[Collected data entries]
************

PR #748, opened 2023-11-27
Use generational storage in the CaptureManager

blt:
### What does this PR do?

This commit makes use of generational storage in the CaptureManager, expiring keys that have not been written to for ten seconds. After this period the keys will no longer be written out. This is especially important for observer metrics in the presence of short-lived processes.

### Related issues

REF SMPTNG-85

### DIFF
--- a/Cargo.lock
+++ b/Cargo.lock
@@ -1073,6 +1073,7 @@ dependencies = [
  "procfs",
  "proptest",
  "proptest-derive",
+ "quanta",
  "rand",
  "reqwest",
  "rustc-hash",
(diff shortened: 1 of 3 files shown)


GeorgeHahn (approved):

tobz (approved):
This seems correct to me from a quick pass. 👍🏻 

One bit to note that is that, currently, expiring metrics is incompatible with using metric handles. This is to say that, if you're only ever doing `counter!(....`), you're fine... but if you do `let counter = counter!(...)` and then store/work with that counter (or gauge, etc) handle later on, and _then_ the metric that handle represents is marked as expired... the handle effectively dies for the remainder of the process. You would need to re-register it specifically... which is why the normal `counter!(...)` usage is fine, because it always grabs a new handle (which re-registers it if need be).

************

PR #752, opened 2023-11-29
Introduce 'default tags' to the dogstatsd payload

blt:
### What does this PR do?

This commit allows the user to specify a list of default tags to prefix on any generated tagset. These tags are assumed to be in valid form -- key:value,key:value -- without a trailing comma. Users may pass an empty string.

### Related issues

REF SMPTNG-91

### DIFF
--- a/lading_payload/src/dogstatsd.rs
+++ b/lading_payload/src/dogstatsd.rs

************

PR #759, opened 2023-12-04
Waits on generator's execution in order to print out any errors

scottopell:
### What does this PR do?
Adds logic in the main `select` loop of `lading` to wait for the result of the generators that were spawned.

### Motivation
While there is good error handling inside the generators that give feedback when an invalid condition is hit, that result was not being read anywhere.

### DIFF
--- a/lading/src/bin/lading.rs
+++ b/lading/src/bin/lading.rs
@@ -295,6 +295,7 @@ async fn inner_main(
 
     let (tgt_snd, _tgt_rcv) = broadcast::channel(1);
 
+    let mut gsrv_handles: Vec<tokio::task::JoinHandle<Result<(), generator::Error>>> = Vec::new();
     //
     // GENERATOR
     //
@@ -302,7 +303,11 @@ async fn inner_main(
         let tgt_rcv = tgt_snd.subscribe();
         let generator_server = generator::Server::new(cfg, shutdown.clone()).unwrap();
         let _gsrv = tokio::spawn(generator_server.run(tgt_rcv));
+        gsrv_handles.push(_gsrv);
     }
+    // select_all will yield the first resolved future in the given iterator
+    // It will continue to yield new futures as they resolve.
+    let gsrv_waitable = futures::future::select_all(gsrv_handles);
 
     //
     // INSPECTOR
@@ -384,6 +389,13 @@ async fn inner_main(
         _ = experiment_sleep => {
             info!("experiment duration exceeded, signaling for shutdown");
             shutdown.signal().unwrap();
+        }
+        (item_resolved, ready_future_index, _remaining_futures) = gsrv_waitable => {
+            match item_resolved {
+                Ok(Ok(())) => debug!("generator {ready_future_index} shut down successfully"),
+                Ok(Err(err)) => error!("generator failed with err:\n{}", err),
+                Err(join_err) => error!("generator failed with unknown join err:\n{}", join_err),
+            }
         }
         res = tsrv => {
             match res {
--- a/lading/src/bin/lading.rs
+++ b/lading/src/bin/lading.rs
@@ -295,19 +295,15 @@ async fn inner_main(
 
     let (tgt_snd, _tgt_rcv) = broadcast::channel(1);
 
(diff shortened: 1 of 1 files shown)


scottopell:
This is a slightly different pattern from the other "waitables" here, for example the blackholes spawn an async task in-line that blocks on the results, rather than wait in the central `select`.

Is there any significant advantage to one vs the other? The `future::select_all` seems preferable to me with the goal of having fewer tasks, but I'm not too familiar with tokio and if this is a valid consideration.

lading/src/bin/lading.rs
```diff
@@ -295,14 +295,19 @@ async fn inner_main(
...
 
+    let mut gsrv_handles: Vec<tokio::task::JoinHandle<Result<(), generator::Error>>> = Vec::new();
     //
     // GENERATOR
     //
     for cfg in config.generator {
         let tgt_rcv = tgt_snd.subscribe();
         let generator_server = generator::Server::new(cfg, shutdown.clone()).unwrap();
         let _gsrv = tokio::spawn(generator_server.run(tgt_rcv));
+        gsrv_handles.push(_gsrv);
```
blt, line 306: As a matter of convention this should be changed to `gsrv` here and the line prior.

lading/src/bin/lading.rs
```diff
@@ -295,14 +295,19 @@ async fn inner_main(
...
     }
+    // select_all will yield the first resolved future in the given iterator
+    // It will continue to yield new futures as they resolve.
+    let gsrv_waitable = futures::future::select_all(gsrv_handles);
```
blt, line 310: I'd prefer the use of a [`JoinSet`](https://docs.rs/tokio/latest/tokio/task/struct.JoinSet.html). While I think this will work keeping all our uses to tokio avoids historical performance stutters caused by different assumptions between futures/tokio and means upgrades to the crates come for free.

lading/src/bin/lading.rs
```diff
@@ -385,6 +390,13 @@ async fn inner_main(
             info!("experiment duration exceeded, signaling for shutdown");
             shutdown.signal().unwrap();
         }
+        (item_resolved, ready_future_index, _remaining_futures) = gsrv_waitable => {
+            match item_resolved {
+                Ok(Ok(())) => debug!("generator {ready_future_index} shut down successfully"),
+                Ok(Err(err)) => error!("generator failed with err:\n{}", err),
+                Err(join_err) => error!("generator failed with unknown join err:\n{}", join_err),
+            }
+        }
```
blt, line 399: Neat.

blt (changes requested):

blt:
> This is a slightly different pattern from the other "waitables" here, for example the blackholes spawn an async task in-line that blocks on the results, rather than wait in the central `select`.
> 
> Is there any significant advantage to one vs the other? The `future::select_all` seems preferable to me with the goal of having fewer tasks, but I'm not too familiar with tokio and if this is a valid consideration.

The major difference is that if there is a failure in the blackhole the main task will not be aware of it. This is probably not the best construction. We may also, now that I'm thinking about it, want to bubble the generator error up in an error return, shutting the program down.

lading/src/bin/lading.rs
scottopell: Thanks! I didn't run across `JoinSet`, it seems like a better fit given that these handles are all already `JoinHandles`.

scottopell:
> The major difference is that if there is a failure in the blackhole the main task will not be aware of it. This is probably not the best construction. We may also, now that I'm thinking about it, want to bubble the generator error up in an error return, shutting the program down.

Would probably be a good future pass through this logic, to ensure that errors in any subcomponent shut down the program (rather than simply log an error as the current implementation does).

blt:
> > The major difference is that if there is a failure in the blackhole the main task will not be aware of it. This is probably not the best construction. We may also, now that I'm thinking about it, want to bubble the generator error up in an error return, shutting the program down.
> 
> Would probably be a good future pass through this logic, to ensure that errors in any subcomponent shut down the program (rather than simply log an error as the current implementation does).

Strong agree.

************

Could you repeat exactly the lines above from the line with "PR #748, opened 2023-11-27" up to and including the line with "This seems correct", and only those?

PR #748, opened 2023-11-27
Use generational storage in the CaptureManager

blt:
### What does this PR do?

This commit makes use of generational storage in the CaptureManager, expiring keys that have not been written to for ten seconds. After this period the keys will no longer be written out. This is especially important for observer metrics in the presence of short-lived processes.

### Related issues

REF SMPTNG-85

### DIFF
--- a/Cargo.lock
+++ b/Cargo.lock
@@ -1073,6 +1073,7 @@ dependencies = [
  "procfs",
  "proptest",
  "proptest-derive",
+ "quanta",
  "rand",
  "reqwest",
  "rustc-hash",
(diff shortened: 1 of 3 files shown)


GeorgeHahn (approved):

tobz (approved):
This seems correct to me from a quick pass. 👍🏻 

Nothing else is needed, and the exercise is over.